The records START

PR #1026, opened 2016-04-04
Variant: Remove duplicated option value accessor spec

mamhoff:
These specs are still there, just a little above.


jhawthorn:
:+1:

adammathys:
:+1:

PR #1027, opened 2016-04-04
Do not delete option value configuration when destroying variant

mamhoff:
Before this change, a soft-deleted variant would have its
option value variants join table entries hard-deleted. The effect
of this behaviour was that in the backend, your deleted variants
would have no options and would be, therefore, indistinguishable.

The alternative would have been to make `Spree::OptionValuesVariants` also
act as paranoid. However, this leads to many complications. Instead, I just make sure
that all option values join table entries are actually destroyed when
the record is acutally removed from the database.

### DIFF
--- a/core/app/models/spree/variant.rb
+++ b/core/app/models/spree/variant.rb
@@ -33,7 +33,7 @@ module Spree
     has_many :stock_locations, through: :stock_items
     has_many :stock_movements, through: :stock_items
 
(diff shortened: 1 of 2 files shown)


jhawthorn:
:+1: Makes sense (well, as much as anything when dealing with `acts_as_paranoid` models).

adammathys:
:+1: Definite improvement.

PR #1028, opened 2016-04-04
Use tabs on product edit page

mamhoff:
We have a great new tabs feature to replace the third-level sidebar
navigation. This commit uses the tabs feature on the product edit page.

For the time being, the only point where this messed up the existing layout
was `products#edit`. I solved it by making the first container full-width and
using the new sidebar space for pricing, variant and dimension options.

By the way: This has been amazing easy. Yay @graygilmore !

solidus administration products 2016-04-04 13-30-06

### DIFF
--- a/backend/app/views/spree/admin/products/_form.html.erb
+++ b/backend/app/views/spree/admin/products/_form.html.erb
@@ -1,6 +1,6 @@
 <div data-hook="admin_product_form_fields">
 
-  <div class="left eight columns alpha" data-hook="admin_product_form_left">
+  <div class="left twelve columns alpha" data-hook="admin_product_form_left">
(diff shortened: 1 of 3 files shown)


tvdeyen:
:+1: Looking great! And the minimum amount of work needed is awesome. Big up @graygilmore

graygilmore:
A double mention! :smile:

Change looks good to me. So much better have those along the top.

jhawthorn:
:+1: great

jhawthorn:
Just a note that we might switch that 12:4 column ratio back to a 8:4 when we switch to bootstrap's 12 column grid. For now though, this is the right step forward.

PR #1029, opened 2016-04-04
Use Solidus variant searcher in backend variant index

### LINKED ISSUE #855: Broken product variants search when utilizing option types
When searching for a variant based on option types currently only the last option type sent is sent as a parameter.  After attempting the search the option types other than the last will be set to none.

broken_search

mamhoff:
Before this commit, the variant search was broken - it would
only send query data from the last select box present.

This commit replaces the Ransack search form with the variant search
we're already using in the stock locations tab.

New variant search form: 
solidus administration variants 2016-04-04 19-45-15

Old variant search form (the middle select won't have any effect): 
solidus administration variants 2016-04-04 19-46-35

Fixes #855.


jhawthorn:
:+1: Much simpler, and now actually works!

adammathys:
:+1:

PR #1030, opened 2016-04-04
Upgrade underscore 1.4.4 to lodash.core 4.8.2

jhawthorn:
We were running a fairly old version of underscore (January, 2013)

Lodash is a fork of backbone with better maintenance, 100% test coverage, and many new features.

Here I've included just the core build, which is most similar to what underscore offered and doesn't include the extra lodash features. This weighs in at ~4 kB gzipped vs ~22 kB for the full build.

Currently we barely use the lodash functionality, it might make sense to upgrade to the full build at a later date if this changes.


stewart:
:+1:

jhawthorn:
We're using more of underscore than I expected :disappointed:

PR #1032, opened 2016-04-04
Remove jquery.cookie

jhawthorn:
This was previously used in the old version of the taxon tree. We are no longer using it.


Senjai:
:shipit:

tvdeyen:
:+1: I :heart: removals!

PR #1033, opened 2016-04-04
Combine Order#token_based? and Gateway#supports?

jordan-brough:
This came out of a discussion with @mamhoff around non-credit-card
payment sources.

**This does remove a (private) method from Order and does slightly change
the behavior of the `supports?` method.**
It seems like it might be an OK change to make but extra eyes and thoughts
will be very appreciated.

`Order#token_based?` was a private method and was only used inside
`Order#handle_payment_preconditions` and only in conjunction with
the `supports?` method.  And the `supports?` method itself is only
used in that same spot.  So as best we could tell, `token_based?` was
being used to modify how `supports?` works.  Combining them seems more
straightforward.

The motivation here is to make it easier to support non-credit-card
payment sources by reducing complexity and reducing the number of methods
that a non-credit-card source is required to implement.

### DIFF
--- a/core/app/models/spree/gateway.rb
+++ b/core/app/models/spree/gateway.rb
@@ -39,8 +39,8 @@ module Spree
 
     def supports?(source)
       return true unless provider_class.respond_to? :supports?
-      return false unless source.brand
-      provider_class.supports?(source.brand)
+      return true if source.brand && provider_class.supports?(source.brand)
+      source.has_payment_profile?
     end
 
     def disable_customer_profile(source)
--- a/core/app/models/spree/payment/processing.rb
+++ b/core/app/models/spree/payment/processing.rb
@@ -134,7 +134,7 @@ module Spree
 
         if source
           if !processing?
-            if payment_method.supports?(source) || token_based?
+            if payment_method.supports?(source)
               yield
             else
               invalidate!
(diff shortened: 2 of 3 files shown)


mamhoff:
I think it's a great idea to remove `#token_based?` from payment, but I'm not so sure anymore about combining these two methods into one. 

The case in which `token_based?` would be run is a fairly remote one as we discussed IRL: 
1. Your credit card is not `supported` by your payment method
2. But it has a token
3. And the provider (which we're assuming here to be the same one as the provider of your payment method) knows how to bill using that token

`payment_method.supports?` should, IMHO, not provide the answer to Question 2.
Question 3 is always assumed to be `yes`. Ah well.  

What about this approach instead: 
In `processing.rb`: 
```
if payment_method.supports?(source) || source.has_payment_profile?
```

jordan-brough:
@mamhoff that would definitely be an improvement!  I'd love to go a bit further if I could.

I was hoping to move the whole "but it has a token" thing into PaymentMethod because then payment methods where this isn't an issue ("supporting" amex vs visa vs mastercard, etc) could could simply override `supports?` and not have to deal with this.  It feels a bit awkward that the Order has to know to call both `PaymentMethod#supports?` and then also call `Source#has_payment_profile?` because (if I'm reading things correctly) `supports?` doesn't quite do the full job, doesn't it?

mamhoff:
@jordan-brough But then, the method is still named awkwardly. 

What about deprecating `Spree::PaymentMethod#supports?`, and instead using a new method: 

```
def can_bill?(source)
   supports?(source) || source.has_payment_method?
end
```

mamhoff:
We talked IRL and I am :+1: on this.

jhawthorn:
:+1:

PR #1034, opened 2016-04-04
Remove unnecessary autosave callback

mamhoff:
The default price is autosaved via its `has_one` relation already,
so these 14 lines are not necessary.


jhawthorn:
:+1:

tvdeyen:
:thumpsup: :dart:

The records END

• _Work request_:
In the entries above, the lines between the one holding "Before this change, a" and the one holding "(diff shortened: 1 of 2 files shown)", inclusive, are to be printed exactly as written, and those alone.

• _Response to this exercise_:
Before this change, a soft-deleted variant would have its
option value variants join table entries hard-deleted. The effect
of this behaviour was that in the backend, your deleted variants
would have no options and would be, therefore, indistinguishable.

The alternative would have been to make `Spree::OptionValuesVariants` also
act as paranoid. However, this leads to many complications. Instead, I just make sure
that all option values join table entries are actually destroyed when
the record is acutally removed from the database.

### DIFF
--- a/core/app/models/spree/variant.rb
+++ b/core/app/models/spree/variant.rb
@@ -33,7 +33,7 @@ module Spree
     has_many :stock_locations, through: :stock_items
     has_many :stock_movements, through: :stock_items
 
(diff shortened: 1 of 2 files shown)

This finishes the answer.